U.S. performance on metrics that measure everything from access to health care to health outcomes, declare the Commonwealth Fund researchers , “falls well below the average of the other countries and far below the two countries ranked directly above it.”
The United States, the Commonwealth Fund added this past January, also “has the lowest life expectancy at birth” and “the highest death rates for avoidable or treatable conditions.”
Two leading research centers, The Peterson Center on Healthcare and KFF, piled on with still more unnerving health care data this past October.
Back in 1980, the Peterson-KFF Health System Tracker illustrates, life expectancy at birth showed no major differences between the United States and comparable advanced industrialized nations. But the global life-expectancy gap “has grown substantially in the following decades,” with Americans in 2021 averaging just 76.4 years in life expectancy and its peer countries averaging 82.3.
What’s going on here? How can the United States be spending so much on health care and seeing so little in return? Where does America’s health care CEO pay fit in to all this?
We’ve had no shortage of culprits when it comes to explaining how unhealthy the United States has become. Many observers point to poor diets, for instance, or the lack of adequate exercise.
But analysts like Stephen Bezruchka, a population health professor emeritus at the University of Washington, are urging us to look deeper into how our American society has evolved since the middle of the 20th century. We have over those years, they note, become a much less equal nation. Our richest are making much more — as the CEO pay data confirm — and paying a much smaller share of their hefty incomes in taxes.

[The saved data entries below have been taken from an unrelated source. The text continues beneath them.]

PR #17, opened 2019-10-31
Feature/cvsb 9465

irina005:


.reports/test-report.xml
```diff
@@ -0,0 +1,72 @@
+<?xml version="1.0" encoding="UTF-8"?>
```
arupdvsa: .reports folder need to be added to .gitignore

“Healthier societies have a smaller gap between the rich and the poor than we do,” notes Dr. Bezruchka. “That gap causes an enormous amount of stress in our society — road rage, air rage, stress at work, child abuse.”
Dr. Bezruchka has come to call stress “the 21st century tobacco.”
“We have learned,” he warns, “that inequality kills.”
CEO compensation in the United States has contributed mightily to that inequality. Top execs don’t just collect big paychecks. To make sure they can end up collecting those paychecks, American CEOs regularly make corporate decisions that boost corporate profits at the expense of their employees and the public at large. Their fortunes also bankroll the politicos who oppose high taxes on high incomes — and the programs to help modest-income families those high taxes could be underwriting.
Curbing excessive CEO pay clearly won’t solve all the problems that face us. But curbing that excess would certainly make for a wonderfully substantive start.